Fantastic 1000th post. Always loved these cars since their release. Still and always will be a headturner. This is a fantastic example; well done.


----------



## moonstone mo (Mar 7, 2009)

Thanks for the kind comments people:thumb:


----------



## fisko53 (Jun 30, 2012)

Seem to recall the only issue was with the short propshaft to the front diff could wear the UJ, other than that pretty bombproof transmission


----------



## RS 500 (Aug 29, 2009)

i need it...................:car::car::car::car::car::car::driver:


----------



## moonstone mo (Mar 7, 2009)

fisko53 said:


> Seem to recall the only issue was with the short propshaft to the front diff could wear the UJ, other than that pretty bombproof transmission


Correct mate:thumb:


----------



## SBM (Jul 4, 2013)

moonstone mo said:


> Hi Ben..thank u for the kind words buddy,yes moonstone blue it is!
> Had the car 7yrs now mate,used daily and still not bored tbh..been a poster car of mine since knee hi.
> Touch would the 4x4 system has been ok..just genral items due to wear and tear that needed replacing and the fact its getting on a bit now..it does get pamperd but can still spit its dummy out..lol


Just been looking at the photo's again bud,
Really is one proper fast Ford stunner you have there :thumb:

Ben


----------



## steviebabe0 (May 14, 2013)

Cant beat old fords, looks good especially as you use it daily.:thumb:


----------



## Soul Hudson (Jul 5, 2011)

What a stunner. From the shiny exhaust to the super clean wheels and glossy paint work that is one hell of a well looked after and cracking car.


----------



## Exotica (Feb 27, 2006)

Always loved these since Sussex Police Traffic used them.


----------



## Keith_Lane (Dec 9, 2011)

Beautiful mate!!


----------



## moonstone mo (Mar 7, 2009)

Thanks for the great.comments peeps


----------



## k9vnd (Apr 11, 2011)

Simply yum!.


----------



## Vote 4 Pedro (Jul 6, 2013)

seeing that took me back a while, can't beat an old style ford, a classic :thumb:


----------



## BoostJunky86 (Oct 25, 2012)

How's the Saph Mo?


----------



## Suberman (Aug 16, 2010)

Missed this thread.

Still don't believe how a daily driver can be kept in this condition. Hats off to you Mo. :thumb:


----------



## Junkers_GTi (May 29, 2013)

Lovely!!


----------



## DMH-01 (Mar 29, 2011)

Very nice motor :thumb:


----------



## GrantB5 (Nov 6, 2011)

Very nice, love a cosworth not that I have ever been for a ride in one!


----------



## madeinsheffield (Sep 24, 2013)

Had one back in the day, it was my dream car and had to own one at some point. It's one of those cars that people always say "remember when you had a Cosworth" or "is this new car you got as quick as the Cosworth was", iconic car.
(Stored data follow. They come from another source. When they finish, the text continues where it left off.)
PR #328, opened 2021-05-11
Add .python-version file specifying the required Python version

akikoskinen:
The Dockerfile already specifies the Python version this project is built for. This new file is currently mainly meant for Dependabot, so that it can use the correct Python version when it creates dependency update pull requests.

https://github.com/dependabot/dependabot-core/issues/1455


mikkokeskinen (approved):
Pity that it's same as the pyenv version file. Because those kind of deployment-specific files shouldn't be added to the repository. But I guess we have no choice if dependabot doesn't work without it.

akikoskinen:
> Pity that it's same as the pyenv version file.

Yep. I don't know if that's intentional or by accident.

> Because those kind of deployment-specific files shouldn't be added to the repository.

There's also Dockerfile, which defines deployment related things. But you are right, it would be good to not have deployment related things in the same repository.

> But I guess we have no choice if dependabot doesn't work without it.

Another choice is to stop using dependabot in this repository, or prevent it from creating PRs. That's a completely viable option too.

akikoskinen:
> > But I guess we have no choice if dependabot doesn't work without it.
> 
> Another choice is to stop using dependabot in this repository, or prevent it from creating PRs. That's a completely viable option too.

After thinking about this more, should we just tune dependabot not to do those PRs? I suppose we can't teach it to fully make the dependency updates correctly (including using the correct operating system, architecture etc.). We can still have dependabot alerts enabled if those are deemed useful.

mikkokeskinen:
I guess it's up to @tituomin to decide?

tituomin:
> After thinking about this more, should we just tune dependabot not to do those PRs? I suppose we can't teach it to fully make the dependency updates correctly (including using the correct operating system, architecture etc.). We can still have dependabot alerts enabled if those are deemed useful.

dependabot is just an extra, not the primary way we track these dependencies, so if it causes problems, let's tune it thusly.

akikoskinen:
> > After thinking about this more, should we just tune dependabot not to do those PRs? I suppose we can't teach it to fully make the dependency updates correctly (including using the correct operating system, architecture etc.). We can still have dependabot alerts enabled if those are deemed useful.
> 
> dependabot is just an extra, not the primary way we track these dependencies, so if it causes problems, let's tune it thusly.

I vote that the "security updates" (the PRs dependabot makes) should be disabled. [Here's how](https://docs.github.com/en/code-security/supply-chain-security/configuring-dependabot-security-updates#managing-dependabot-security-updates-for-your-repositories) (needs somebody with enough privileges to do that).

The dependabot alerts could still be helpful, but I don't have access to them either, so currently I can't really say are they good or bad.

tituomin:
> > > After thinking about this more, should we just tune dependabot not to do those PRs? I suppose we can't teach it to fully make the dependency updates correctly (including using the correct operating system, architecture etc.). We can still have dependabot alerts enabled if those are deemed useful.
> > 
> > 
> > dependabot is just an extra, not the primary way we track these dependencies, so if it causes problems, let's tune it thusly.
> 
> I vote that the "security updates" (the PRs dependabot makes) should be disabled. [Here's how](https://docs.github.com/en/code-security/supply-chain-security/configuring-dependabot-security-updates#managing-dependabot-security-updates-for-your-repositories) (needs somebody with enough privileges to do that).
> 
> The dependabot alerts could still be helpful, but I don't have access to them either, so currently I can't really say are they good or bad.

Done.

akikoskinen:
Let's not merge this as dependabot would still not be 100% correct with PRs. Dependabot won't be making any PRs any more.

Mine was mint but nowhere as clean as yours mate, cherish it. Not many left, especially in that condition. Good work fella!


----------



## CHRIS1985 (Nov 28, 2013)

classic in great condition


----------



## Luke-Avfc (Jul 2, 2006)

Amazing :argie:


----------



## Big Buffer (Jan 1, 2011)

Its quality and it gets used as well. A guy near where I lived had one and sold it but i didnt know it was for sale.
Would of been interested


----------



## streaky (Dec 2, 2006)

What an epic motor. One I would dearly want to have in the future.


----------



## moonstone mo (Mar 7, 2009)

BoostJunky86 said:


> How's the Saph Mo?


Alright Tom..sapphs doin well mate plodding along,fancyd a change so put some ambers on! Hows the escy?

Thank you for the comments guys:thumb:


----------



## Pignut71 (Mar 12, 2013)

That's a lovely Saphire in a brilliant colour, proper credit to you.
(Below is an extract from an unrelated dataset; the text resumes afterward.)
PR #329, opened 2021-05-14
Validate input data for verified personal information addresses early in GraphQL calls

akikoskinen:
This PR changes how input data for verified personal information addresses is validated in the `createOrUpdateProfileWithVerifiedPersonalInformation` mutation. The validation is now done earlier in the mutation handling, even before entering the [`mutate`](https://github.com/City-of-Helsinki/open-city-profile/blob/90ad8203de214a7b30947cf9b4171444ede42643/profiles/schema.py#L909) method.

A friend of mine has a pretty mint white 3door big spoiler jobby (RS500?), I think he's the 3rd owner and it's done about 80k miles from new. He uses it on track days which I guess is great but I would be too scared to personally. He's a bit of a nutter!

Keep up the good work on that classic, fast Ford.

Regards, Jon.


----------



## moonstone mo (Mar 7, 2009)

Seen as though this thread got bumped may aswell stick the new pics on here..another coat of obsidian gone on,and a little change


----------



## norfolk_msd (Nov 18, 2013)

Looks amazing can really tell how much hard work has gone into this, I really need to be trying some ADS products keep on seeing great results.


----------



## stangalang (Nov 27, 2009)

*Sorry mo, couldn't resist*


----------



## moonstone mo (Mar 7, 2009)

stangalang said:


> Butters Laughing at Cartman - YouTube


:lol::lol::lol::lol:

Care to elaborate sir:devil::devil:


----------



## moonstone mo (Mar 7, 2009)

norfolk_msd said:


> Looks amazing can really tell how much hard work has gone into this, I really need to be trying some ADS products keep on seeing great results.


Cheers for the kind words pal:thumb:

Aye mate 'tis good stuff,dont think you will be dissaponted


----------



## Junkers_GTi (May 29, 2013)

Keep them coming man, I just don't seem to get tired of watching pics of this cossie.


----------